I didn't ever leave the Giant Baby on the bus,even though everyone I knew put bets on this,and not in my favour. Well,it takes you a while to get used to having one. A friend of mine did actually do this. She noticed almost at once.
Mine used to sit facing me on public transport,until I realised that the reason he had been so pacific was that he had been working away on opening all the buttons of my shirt. I once flashed the W9 with a bra that I would not have chosen to display. He sat firmly facing outwards from then on.
So,the book problem. I may have to cull the collection further,if only to free up a few spaces in which to lose keys. There really is no reason for a grown-up woman to own a copy of "Shadow, The Sheepdog". But you never know when you might have a really bad day and need to read a Monica Dickens for the umpteenth time. And you need P.G Wodehouse for warding off the blues. And M.R James for when life is insufficiently creepy and there's a high wind in the eaves.
I'm not an intellectual, so I don't have to keep the impressive ones if I don't happen to like them. I don't believe in self-help tomes,because I consider them to be like diet books, useless,embarrassing, and easily replaced by two sentences used frequently by my Grandmother "Control yourself and behave yourself". I have never felt the slightest urge,after a cursory examination, to read "The Dice Man" "Wild Swans" Zen and the Art of anything,or any books set in Borneo, Australia, South Africa ,or the Land Of Magical Realism. But I am fond of Kipling, and do it most days.

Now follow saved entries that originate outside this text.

PR #1872, opened 2019-08-20
make glslang.js easy to use and work on node, and related changes

kainino0x:


maierfelix:
@kainino0x Is there a chance that support for shader stages like `geometry`, `mesh`, `rgen`  etc. can be added? I need it for [this](https://github.com/maierfelix/nvk) project

kainino0x:
We're still in the middle of some major changes with regard to how WASM builds work, but it should be pretty easy to make this work. Try something like this: https://github.com/KhronosGroup/glslang/compare/master...kainino0x:allow-other-stages
(I haven't tested it, but I think(??) it should work.)

Be aware that this patch is likely to break in the future as we land more support for reducing the size of the WASM build for web. However I think we can make it work for the long run once we have landed those changes.

For reference on how to build, see build.sh in https://github.com/kainino0x/-webgpu-glslang
(it requires you to have sourced emsdk_env.sh).

maierfelix:
Awesome, thanks a bunch!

I think we know a Kindle isn't going to work,don't we, boys and girls?
So it's heigh- ho to the Charity Shop and the Boot Sale. And this time I will take handcuffs,so as to not come back with the same number of books, only with different titles. Yes, they do furnish a room, but perhaps not to the exclusion of a futon? The GB backs off from them as the Nosferatu from garlic;he has seen what they have done to his Mother and regards all printed matter not moving on a screen as both antedeluvian and potentially hazardous. I have tried coercion, stealth and bribery. "What To DO When Your Child Won't Read?" Must be a book on that, somewhere....

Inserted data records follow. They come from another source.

PR #2030, opened 2019-12-24
"Switch" with no statements till end

ShchchowAMD:
From version 440, according to spec, GLSL

"Removed the rule about having no statement between a label and the end of the switch statement; existing compiler errors for this can turn into a warning.".

So this should be treated as a warning since version 440, but still error before version 440 for NoESProfile

### DIFF
--- a/Test/430.comp
+++ b/Test/430.comp
@@ -79,6 +79,12 @@ void fooaoeu() {
      double globalCoef = 1.0;
      int i = globalCoef;            // ERROR, can't convert from double to int
      double di = i;
+     int j = 0;
+     switch(j)                       // ERROR
+     {
+     case 1: break;
+     default:
+     }
 }
 
 in inb {     // ERROR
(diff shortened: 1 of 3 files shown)


johnkslang:
I think this was removed because it was not well defined, and the fix was (perhaps ambiguously) okay for multiple releases, not just the release it was published.  Will take some time/archaeology to be sure.

How important is this?

ShchchowAMD:
This fix is to follow specific GLSL documents. Many tests tools/frameworks will test difference among various versions of GLSL following specification documents.

Anyway, this is not a strictly defined check point as other issues. Before this fix, related error is relaxed as all GLSL on desktop will only get a warning rather than error.

johnkslang:
I think the current behavior is correct. Khronos just didn't go through all past versions of the specification to make a new revision just to fix this minor ill-defined issue.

So many of my books now live in Bootle,with "Storage King". I can visit them if necessary,I have keys.Oh dear,where are those keys? I am very bad indeed with keys, and consequently the little imps who prey on humanity from the Netherworld have arranged it so that I always have to have a key ring that resembles one held by St Peter in an allegorical painting. I lose them,of course, everyone does that, but I also break,fold,spindle and mutilate them. They bend in my nerveless fingers, and snap off in locks. I have new ones cut and when I try them they have shapeshifted in my handbag overnight. When I was a teacher,I had to give them over to one of my students, in order to gain egress to the classroom,the stock cupboard, the photocopier, the gin drawer..or we would all have been standing outside till nightfall. They were very sweet about it,and also knew that I left things all over the place."Now Miss, have you got the register and your handbag and your fags?" They thought I was a bit dotty but harmless.
I didn't ever leave the Giant Baby on the bus,even though everyone I knew put bets on this,and not in my favour. Well,it takes you a while to get used to having one. A friend of mine did actually do this. She noticed almost at once.

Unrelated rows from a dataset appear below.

PR #2031, opened 2019-12-24
Add flag to check whether offset is implicit or explicit

ShchchowAMD:
When we use unsized array in shader storage buffer, glslang calculate the offset during delcaring the block, it may lead to incorrect block offsets when its implicit array size changed.

So here is what we do:
1. For GLSL, we add flag explicitOffset in TQualifier, and set it when layout offset is specified explicitly
2. By using this flag we could tell difference as whether it is an explicit offset, and recalculate the block member offset conditionally in OpenGL.

### DIFF
--- a/glslang/Include/Types.h
+++ b/glslang/Include/Types.h
@@ -553,6 +553,7 @@ public:
     // having a constant_id is not sufficient: expressions have no id, but are still specConstant
     bool specConstant : 1;
     bool nonUniform   : 1;
+    bool explicitOffset   : 1;
 
 #ifdef GLSLANG_WEB
     bool isWriteOnly() const { return false; }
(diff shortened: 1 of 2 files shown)


glslang/Include/Types.h
```diff
@@ -553,6 +553,7 @@ class TQualifier {
     // having a constant_id is not sufficient: expressions have no id, but are still specConstant
     bool specConstant : 1;
     bool nonUniform   : 1;
+    bool explicitOffset   : 1;
```
johnkslang: This is never consumed, only declared and set.

ShchchowAMD: Hi John,

We will use this flag in OpenGL to recalculate block offsets when we could know blocks' offsets have been implicitly set.

johnkslang: I was going to say something about generalized reflection information from the HLL.  But:

> in OpenGL

Do you mean in a driver, consuming the AST from glslang?  Or SPIR-V?

ShchchowAMD: Sorry to make you confused.

As you mentioned before, this flag will be used to :

> changing the number of elements in the run-time sized array, relocating where the run-time sized arrays' offset

Yes this will be consumed in a driver based on AST from glslang.

johnkslang: Okay, I think it is interesting.  It should maybe be part of your fork for your driver, but it is small enough, I think it is okay.

The issue is that it should keep working, but has no tests, because it is consumed elsewhere.  If you're willing to accept the burden of maintaining it, without regression tests, I think that is your choice to make.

Mine used to sit facing me on public transport,until I realised that the reason he had been so pacific was that he had been working away on opening all the buttons of my shirt. I once flashed the W9 with a bra that I would not have chosen to display. He sat firmly facing outwards from then on.
So,the book problem. I may have to cull the collection further,if only to free up a few spaces in which to lose keys. There really is no reason for a grown-up woman to own a copy of "Shadow, The Sheepdog". But you never know when you might have a really bad day and need to read a Monica Dickens for the umpteenth time. And you need P.G Wodehouse for warding off the blues. And M.R James for when life is insufficiently creepy and there's a high wind in the eaves.
I'm not an intellectual, so I don't have to keep the impressive ones if I don't happen to like them. I don't believe in self-help tomes,because I consider them to be like diet books, useless,embarrassing, and easily replaced by two sentences used frequently by my Grandmother "Control yourself and behave yourself". I have never felt the slightest urge,after a cursory examination, to read "The Dice Man" "Wild Swans" Zen and the Art of anything,or any books set in Borneo, Australia, South Africa ,or the Land Of Magical Realism. But I am fond of Kipling, and do it most days.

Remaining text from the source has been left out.